The Facebook discussion boards for these groups often become therapy sessions, and as administrator of the Black Atheist Alliance, Mark Hatcher finds himself a counselor. “My advice is usually let them know you understand their religion and what they believe, but you have to take a stand,” he said.
This strategy has worked for Mr. Hatcher, 30, a graduate student who started a secular student group at the historically black Howard University. For two of his Facebook friends, though, it has not worked, and they moved to Washington, not to sever ties with their families as much as to keep their sanity.
Now that Facebook groups have connected black atheists, meet-ups have started in cities like Atlanta, Houston and New York.
On a gray Saturday in October, 40 members of African Americans for Humanism, including Mr. Hatcher, Ms. Bey and Mr. Adams, met at a restaurant in Washington to celebrate the first anniversary of holding meet-ups. Speakers discussed plans to broaden services like tutoring and starting a speaking tour at historically black colleges.
“Someone’s sitting on the fence, saying, ‘I go to church, and all my friends and my family are there, how am I supposed to leave?’ ” Mr. Hatcher said on stage. “That’s where we, as African-American humanists, say, ‘Hey look, we have a community over here.’ ”

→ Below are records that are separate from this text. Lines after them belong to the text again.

PR #3913, opened 2026-04-02
chore: run agent service unit tests in CI

0vertake:
## Summary
- Add a dedicated Semaphore CI block that runs agent (Python) unit tests via `make test.agent.unit`
- Add a lightweight `test.agent.setup` Makefile target that only builds the `app` and `agent` containers and sets up the `agents_test` database, avoiding unnecessary Go module downloads and superplane_test DB setup

## Test plan
- [x] Ran `make test.agent.setup && make test.agent.unit` locally, all tests pass

### DIFF
--- a/web_src/src/pages/organization/settings/Profile.tsx
+++ b/web_src/src/pages/organization/settings/Profile.tsx
@@ -13,6 +13,7 @@ import { LoadingButton } from "@/components/ui/loading-button";
 import { withOrganizationHeader } from "../../../lib/withOrganizationHeader";
 import { useOrganizationId } from "../../../hooks/useOrganizationId";
 import { meKeys, useMe } from "@/hooks/useMe";
+import { showErrorToast, showSuccessToast } from "@/lib/toast.ts";
 
 export function Profile() {
   usePageTitle(["Profile"]);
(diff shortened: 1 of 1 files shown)


shiroyasha:
Good start! But I want to see the tests in this tab:
https://superplanehq.semaphoreci.com/jobs/72838568-d023-48a8-bdbe-98f70b712878/summary

0vertake:
I also noticed that ruff and mypy are configured in agent/pyproject.toml, but there are no Makefile targets. This PR only adds unit tests, since the format and lint checks probably aren't being enforced anywhere.

lucaspin:
@0vertake good point. Let's add those too. We should also probably add these Makefile targets in the [agent/Makefile](https://github.com/superplanehq/superplane/blob/main/agent/Makefile) Makefile, and not on the root one

0vertake:
@lucaspin Here is the current state:
- ruff format: 25 files needed reformatting that were fixed by running ruff format
- ruff check (lint): 120 errors across the codebase, 22 were fixable with `ruff check --fix`, the remaining 47 were line length and import ordering issues I fixed manually
- mypy (typecheck): 83 errors across 18 files that include missing type annotations, generated protobuf stubs missing attributes, type mismatches

If I add these fixes to this PR, it would maybe become too bloated. I can do them in this PR or perhaps create a new issue followed by a PR fixing these format/lint/type checks and including it in the CI.

lucaspin:
> If I add these fixes to this PR, it would maybe become too bloated

@0vertake good intuition. Let's do that in a another PR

After the speeches, Mr. Hatcher looked at the attendees mingling, laughing, hugging one another. “I feel like I’m sitting at a family reunion,” he said.
Seated beside Mr. Hatcher was his girlfriend, Ellice Whittington, a 26-year-old chemical engineer he met through a black atheist Facebook group. He lived in Washington and she in Denver, so their relationship progressed slowly, she said, over long e-mails. But Mr. Hatcher said he fell immediately. “We bonded over music. She loved Prince.”
As for being nonreligious in the black community, Ms. Whittington said, “It definitely makes your field of candidates a whole lot smaller.”
She added, “It scared some men to hear me say I don’t believe in God the way you do. I’ve heard people say, ‘How can you love somebody if you don’t believe in God?’ ”
ON his blog “Words of Wrath,” Wrath James White is an outspoken critic of Christianity and of African-Americans’ “zealous embracement of the God of our kidnapper, murders, slave masters and oppressors.”
Though his atheism is a well-worn subject of debate with his wife and his mother (a minister), Mr. White, a 41-year-old Austin-based writer, avoids discussing it with the rest of his family. Though he won’t attend Christmas services this year, and hasn’t in years, he said, his family assumes he’s just “not that interested in religion.” To say explicitly he is an atheist, he said, “would break my grandmother’s heart.”
The pressure he feels to quiet his atheism is at the heart of a provocative statement he makes on his blog: “In most African-American communities, it is more acceptable to be a criminal who goes to church on Sunday, while selling drugs to kids all week, than to be an atheist who ... contributes to society and supports his family.”
Over the phone, Mr. White said he does feel respected for his education and success, but because he cannot talk freely about his atheism, it ultimately excludes him. When he lived in Los Angeles, he watched gang members in their colors enter the church where they were welcomed to shout “Amen” (they had sinned but had been redeemed) along with everyone else.
“They were free to tell their story,” Mr. White said, while his story about leaving religion he keeps to himself — and the Internet.